> _WHAT YOU SHOULD DO_
Work out how many lines in the entries below include the word "introduced". Give nothing but the number.

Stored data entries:
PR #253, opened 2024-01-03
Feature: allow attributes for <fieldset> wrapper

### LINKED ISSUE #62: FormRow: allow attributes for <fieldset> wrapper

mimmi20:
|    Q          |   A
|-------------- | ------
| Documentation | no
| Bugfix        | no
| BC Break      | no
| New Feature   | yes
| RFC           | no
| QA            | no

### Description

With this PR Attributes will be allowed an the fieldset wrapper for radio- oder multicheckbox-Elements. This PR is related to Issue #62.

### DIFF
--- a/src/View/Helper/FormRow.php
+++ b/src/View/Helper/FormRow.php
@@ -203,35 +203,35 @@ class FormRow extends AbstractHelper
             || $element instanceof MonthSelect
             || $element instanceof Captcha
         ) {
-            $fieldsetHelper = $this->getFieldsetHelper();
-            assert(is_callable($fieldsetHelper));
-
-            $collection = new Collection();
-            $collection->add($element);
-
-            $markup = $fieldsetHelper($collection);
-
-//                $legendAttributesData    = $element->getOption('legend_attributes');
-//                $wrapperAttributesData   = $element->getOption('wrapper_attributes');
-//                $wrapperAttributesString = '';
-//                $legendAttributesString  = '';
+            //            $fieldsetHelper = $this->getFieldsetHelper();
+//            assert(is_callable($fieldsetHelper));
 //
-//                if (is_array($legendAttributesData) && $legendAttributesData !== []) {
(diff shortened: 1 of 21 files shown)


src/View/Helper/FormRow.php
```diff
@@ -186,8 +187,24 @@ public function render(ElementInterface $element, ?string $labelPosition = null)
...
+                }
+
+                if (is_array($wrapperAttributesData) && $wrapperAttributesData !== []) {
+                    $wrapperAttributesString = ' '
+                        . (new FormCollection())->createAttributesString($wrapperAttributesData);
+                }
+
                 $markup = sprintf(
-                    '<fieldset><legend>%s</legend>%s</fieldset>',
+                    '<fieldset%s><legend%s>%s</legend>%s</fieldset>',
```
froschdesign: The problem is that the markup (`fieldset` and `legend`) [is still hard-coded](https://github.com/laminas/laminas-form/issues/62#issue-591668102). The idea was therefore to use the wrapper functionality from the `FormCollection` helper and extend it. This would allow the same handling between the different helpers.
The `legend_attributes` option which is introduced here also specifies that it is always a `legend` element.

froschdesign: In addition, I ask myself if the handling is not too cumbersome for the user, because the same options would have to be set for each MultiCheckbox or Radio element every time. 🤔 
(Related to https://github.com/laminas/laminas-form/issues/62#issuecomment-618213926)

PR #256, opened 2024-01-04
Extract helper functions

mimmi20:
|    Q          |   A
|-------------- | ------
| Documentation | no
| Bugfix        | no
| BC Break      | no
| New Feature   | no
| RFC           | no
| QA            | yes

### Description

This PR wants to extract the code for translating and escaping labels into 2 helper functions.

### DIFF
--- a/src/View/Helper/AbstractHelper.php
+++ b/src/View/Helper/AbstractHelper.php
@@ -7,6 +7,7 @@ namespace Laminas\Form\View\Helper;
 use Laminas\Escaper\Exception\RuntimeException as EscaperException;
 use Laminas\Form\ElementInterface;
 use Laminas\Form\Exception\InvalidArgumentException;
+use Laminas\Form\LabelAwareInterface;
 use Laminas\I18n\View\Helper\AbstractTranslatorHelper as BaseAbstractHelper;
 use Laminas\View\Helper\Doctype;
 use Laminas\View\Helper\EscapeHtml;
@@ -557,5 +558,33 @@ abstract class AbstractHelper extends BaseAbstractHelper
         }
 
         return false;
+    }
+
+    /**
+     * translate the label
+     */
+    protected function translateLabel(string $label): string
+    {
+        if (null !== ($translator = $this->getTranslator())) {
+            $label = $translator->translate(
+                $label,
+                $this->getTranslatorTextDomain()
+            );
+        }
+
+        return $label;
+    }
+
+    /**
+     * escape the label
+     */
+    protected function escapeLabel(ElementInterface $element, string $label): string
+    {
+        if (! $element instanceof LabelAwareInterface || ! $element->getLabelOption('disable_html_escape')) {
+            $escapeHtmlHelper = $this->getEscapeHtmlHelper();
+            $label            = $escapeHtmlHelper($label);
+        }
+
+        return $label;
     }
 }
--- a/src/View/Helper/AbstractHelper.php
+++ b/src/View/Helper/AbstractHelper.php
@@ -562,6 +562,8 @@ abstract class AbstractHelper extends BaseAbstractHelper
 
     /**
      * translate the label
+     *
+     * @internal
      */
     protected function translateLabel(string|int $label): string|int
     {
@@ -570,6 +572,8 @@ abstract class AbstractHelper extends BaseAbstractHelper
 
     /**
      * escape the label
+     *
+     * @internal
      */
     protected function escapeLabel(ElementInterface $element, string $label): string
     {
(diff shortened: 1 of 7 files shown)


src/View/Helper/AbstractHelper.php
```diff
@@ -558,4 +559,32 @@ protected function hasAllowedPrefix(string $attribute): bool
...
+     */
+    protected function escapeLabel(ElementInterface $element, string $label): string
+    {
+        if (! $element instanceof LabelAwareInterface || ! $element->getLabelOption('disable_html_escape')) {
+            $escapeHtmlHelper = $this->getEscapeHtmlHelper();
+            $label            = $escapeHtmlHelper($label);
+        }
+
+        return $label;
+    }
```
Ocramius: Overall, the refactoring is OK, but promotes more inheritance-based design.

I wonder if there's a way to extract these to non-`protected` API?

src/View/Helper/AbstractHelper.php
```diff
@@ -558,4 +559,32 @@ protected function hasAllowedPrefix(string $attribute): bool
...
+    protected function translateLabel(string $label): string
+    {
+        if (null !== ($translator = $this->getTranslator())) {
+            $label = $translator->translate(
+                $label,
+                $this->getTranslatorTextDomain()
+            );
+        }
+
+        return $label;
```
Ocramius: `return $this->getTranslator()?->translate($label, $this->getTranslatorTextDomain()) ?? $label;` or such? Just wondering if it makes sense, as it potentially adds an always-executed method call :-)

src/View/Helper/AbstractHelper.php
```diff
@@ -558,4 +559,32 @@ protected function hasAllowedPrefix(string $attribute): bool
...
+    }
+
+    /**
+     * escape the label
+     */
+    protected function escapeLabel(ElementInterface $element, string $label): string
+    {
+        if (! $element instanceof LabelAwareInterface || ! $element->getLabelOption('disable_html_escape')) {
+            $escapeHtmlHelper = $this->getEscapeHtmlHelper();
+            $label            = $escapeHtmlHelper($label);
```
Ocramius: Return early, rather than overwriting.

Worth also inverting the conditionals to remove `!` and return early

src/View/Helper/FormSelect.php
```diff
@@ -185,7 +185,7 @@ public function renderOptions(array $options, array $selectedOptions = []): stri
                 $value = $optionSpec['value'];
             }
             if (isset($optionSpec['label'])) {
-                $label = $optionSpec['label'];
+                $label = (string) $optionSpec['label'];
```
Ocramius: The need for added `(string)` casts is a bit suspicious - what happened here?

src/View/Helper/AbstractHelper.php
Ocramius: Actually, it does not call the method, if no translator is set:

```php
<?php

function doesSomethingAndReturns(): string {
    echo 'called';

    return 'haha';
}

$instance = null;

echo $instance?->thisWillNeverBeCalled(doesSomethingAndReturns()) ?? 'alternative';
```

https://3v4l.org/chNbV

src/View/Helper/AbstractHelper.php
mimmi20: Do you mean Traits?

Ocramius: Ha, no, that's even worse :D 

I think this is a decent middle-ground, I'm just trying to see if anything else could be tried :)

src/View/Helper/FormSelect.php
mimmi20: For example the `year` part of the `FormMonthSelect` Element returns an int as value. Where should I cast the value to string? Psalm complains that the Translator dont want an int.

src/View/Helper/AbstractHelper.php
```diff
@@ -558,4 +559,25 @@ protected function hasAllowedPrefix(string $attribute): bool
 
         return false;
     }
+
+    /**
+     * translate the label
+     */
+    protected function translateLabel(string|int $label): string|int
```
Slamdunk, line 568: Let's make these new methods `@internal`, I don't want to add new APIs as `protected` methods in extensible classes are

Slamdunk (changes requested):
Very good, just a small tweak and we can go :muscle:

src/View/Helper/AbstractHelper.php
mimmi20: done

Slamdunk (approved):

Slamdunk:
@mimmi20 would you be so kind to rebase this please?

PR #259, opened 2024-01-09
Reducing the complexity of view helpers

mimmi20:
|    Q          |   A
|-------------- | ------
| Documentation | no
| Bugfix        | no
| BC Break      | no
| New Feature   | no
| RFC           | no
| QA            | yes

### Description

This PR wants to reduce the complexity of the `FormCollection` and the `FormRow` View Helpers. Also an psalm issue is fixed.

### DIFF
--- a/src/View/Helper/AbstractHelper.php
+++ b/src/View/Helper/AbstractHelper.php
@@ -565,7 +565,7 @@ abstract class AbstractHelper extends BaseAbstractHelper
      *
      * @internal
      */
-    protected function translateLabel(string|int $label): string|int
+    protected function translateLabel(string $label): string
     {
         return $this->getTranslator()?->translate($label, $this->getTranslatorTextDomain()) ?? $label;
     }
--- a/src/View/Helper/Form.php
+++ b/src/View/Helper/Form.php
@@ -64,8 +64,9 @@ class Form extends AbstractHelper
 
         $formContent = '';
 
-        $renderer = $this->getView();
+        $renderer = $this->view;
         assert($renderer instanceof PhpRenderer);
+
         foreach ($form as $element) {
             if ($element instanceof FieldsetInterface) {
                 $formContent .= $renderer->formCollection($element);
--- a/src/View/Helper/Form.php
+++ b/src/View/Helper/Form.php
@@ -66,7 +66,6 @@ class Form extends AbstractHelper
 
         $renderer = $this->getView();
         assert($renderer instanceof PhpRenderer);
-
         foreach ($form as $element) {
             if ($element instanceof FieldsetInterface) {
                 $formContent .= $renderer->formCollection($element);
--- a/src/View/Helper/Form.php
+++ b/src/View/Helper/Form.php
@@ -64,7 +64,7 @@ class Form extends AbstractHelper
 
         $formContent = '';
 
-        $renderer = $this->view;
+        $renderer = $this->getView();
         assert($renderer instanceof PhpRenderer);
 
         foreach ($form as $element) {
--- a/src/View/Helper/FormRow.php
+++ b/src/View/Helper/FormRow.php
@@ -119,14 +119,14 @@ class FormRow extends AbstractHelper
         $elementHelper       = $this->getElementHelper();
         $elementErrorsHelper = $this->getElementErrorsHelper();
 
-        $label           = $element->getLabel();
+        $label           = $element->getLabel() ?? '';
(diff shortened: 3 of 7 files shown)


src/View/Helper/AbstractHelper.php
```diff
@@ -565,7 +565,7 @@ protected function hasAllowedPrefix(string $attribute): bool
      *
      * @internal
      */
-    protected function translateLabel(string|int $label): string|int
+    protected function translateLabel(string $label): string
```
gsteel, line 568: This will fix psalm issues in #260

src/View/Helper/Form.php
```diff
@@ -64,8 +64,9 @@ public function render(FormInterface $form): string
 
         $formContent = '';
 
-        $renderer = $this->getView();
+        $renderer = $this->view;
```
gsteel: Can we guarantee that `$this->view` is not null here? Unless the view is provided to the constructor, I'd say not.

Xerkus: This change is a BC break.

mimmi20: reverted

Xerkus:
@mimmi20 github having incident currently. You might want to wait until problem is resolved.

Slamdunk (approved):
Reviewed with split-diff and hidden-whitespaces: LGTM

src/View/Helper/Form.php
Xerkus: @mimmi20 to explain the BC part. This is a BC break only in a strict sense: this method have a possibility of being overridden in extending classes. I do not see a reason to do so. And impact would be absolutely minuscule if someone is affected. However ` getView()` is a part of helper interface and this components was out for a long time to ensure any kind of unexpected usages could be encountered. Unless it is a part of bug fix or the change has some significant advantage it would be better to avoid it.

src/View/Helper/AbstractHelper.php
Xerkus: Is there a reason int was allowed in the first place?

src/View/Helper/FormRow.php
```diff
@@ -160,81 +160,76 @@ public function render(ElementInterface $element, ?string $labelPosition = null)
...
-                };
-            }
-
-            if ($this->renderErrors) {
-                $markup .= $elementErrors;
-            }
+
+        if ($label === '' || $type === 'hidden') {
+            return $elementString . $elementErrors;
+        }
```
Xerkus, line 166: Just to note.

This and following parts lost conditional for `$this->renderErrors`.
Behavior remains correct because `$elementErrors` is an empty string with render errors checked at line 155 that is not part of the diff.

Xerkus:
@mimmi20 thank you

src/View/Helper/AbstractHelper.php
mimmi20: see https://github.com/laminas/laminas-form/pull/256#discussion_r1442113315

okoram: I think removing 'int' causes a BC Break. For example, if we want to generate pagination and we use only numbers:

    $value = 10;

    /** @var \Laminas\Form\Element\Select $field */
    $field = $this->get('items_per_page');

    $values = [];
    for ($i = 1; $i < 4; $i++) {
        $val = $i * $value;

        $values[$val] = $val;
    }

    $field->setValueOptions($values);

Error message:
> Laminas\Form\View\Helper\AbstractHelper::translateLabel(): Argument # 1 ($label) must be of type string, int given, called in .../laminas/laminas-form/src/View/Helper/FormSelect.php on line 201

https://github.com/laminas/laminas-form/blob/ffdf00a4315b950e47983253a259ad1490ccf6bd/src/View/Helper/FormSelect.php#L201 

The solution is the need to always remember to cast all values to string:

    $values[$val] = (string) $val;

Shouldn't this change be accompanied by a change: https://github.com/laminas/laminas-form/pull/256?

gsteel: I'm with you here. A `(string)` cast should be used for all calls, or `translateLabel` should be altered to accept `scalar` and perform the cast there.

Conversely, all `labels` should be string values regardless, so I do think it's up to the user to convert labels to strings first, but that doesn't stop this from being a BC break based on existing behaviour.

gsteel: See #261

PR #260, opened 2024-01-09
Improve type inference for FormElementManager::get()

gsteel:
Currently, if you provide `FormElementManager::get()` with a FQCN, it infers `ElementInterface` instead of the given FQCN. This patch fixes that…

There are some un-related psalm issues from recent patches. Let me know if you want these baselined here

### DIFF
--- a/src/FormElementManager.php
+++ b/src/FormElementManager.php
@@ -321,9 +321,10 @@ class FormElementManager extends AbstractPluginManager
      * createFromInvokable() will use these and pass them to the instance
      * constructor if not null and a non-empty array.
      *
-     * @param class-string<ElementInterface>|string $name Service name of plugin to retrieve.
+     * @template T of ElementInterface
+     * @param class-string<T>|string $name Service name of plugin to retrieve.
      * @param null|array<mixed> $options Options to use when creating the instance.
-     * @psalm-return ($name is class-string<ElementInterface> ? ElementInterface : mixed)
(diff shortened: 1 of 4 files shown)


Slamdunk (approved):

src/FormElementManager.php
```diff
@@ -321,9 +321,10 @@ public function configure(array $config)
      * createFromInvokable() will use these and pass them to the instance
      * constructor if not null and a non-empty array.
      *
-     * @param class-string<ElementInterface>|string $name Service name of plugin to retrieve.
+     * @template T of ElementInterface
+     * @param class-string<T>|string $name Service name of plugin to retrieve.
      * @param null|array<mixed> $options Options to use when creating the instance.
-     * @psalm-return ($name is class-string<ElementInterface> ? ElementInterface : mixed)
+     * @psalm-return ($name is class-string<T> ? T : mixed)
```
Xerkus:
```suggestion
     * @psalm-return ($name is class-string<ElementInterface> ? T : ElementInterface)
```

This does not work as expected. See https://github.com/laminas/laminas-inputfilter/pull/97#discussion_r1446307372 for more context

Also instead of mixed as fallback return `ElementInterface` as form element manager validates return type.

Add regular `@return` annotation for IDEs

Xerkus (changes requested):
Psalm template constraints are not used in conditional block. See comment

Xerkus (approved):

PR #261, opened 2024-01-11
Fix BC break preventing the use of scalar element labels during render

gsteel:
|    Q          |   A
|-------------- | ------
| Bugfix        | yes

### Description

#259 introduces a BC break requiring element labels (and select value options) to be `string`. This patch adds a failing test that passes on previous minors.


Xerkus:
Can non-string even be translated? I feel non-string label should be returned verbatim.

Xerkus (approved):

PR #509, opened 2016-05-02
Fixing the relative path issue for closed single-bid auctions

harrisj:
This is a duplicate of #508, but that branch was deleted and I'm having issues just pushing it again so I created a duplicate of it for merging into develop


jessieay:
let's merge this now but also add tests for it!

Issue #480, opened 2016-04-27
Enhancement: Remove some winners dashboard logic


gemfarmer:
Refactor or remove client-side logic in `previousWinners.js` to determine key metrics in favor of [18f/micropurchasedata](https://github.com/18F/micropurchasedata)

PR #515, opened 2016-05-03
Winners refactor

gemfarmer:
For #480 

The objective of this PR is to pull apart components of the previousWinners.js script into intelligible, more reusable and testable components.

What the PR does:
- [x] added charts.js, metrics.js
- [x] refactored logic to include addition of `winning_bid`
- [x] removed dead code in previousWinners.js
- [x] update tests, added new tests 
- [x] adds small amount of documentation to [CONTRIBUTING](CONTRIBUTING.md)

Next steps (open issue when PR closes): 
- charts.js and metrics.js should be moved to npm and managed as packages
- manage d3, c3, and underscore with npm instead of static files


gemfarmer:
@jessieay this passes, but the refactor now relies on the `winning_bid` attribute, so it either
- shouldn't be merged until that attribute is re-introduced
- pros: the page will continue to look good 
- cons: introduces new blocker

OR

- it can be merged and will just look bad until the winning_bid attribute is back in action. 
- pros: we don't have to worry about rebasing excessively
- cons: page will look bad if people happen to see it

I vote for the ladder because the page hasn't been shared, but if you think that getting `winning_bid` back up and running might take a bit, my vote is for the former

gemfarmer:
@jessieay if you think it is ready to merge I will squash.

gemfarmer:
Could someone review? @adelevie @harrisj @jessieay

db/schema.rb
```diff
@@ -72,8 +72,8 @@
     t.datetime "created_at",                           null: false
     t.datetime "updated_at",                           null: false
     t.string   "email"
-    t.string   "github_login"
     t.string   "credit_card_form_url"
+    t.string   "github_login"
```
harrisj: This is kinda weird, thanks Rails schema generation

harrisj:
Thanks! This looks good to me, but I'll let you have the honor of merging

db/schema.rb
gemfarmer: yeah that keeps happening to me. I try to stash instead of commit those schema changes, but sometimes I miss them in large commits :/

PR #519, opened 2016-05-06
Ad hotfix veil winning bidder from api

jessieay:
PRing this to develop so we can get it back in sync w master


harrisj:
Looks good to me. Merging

> _TASK OUTPUT_
2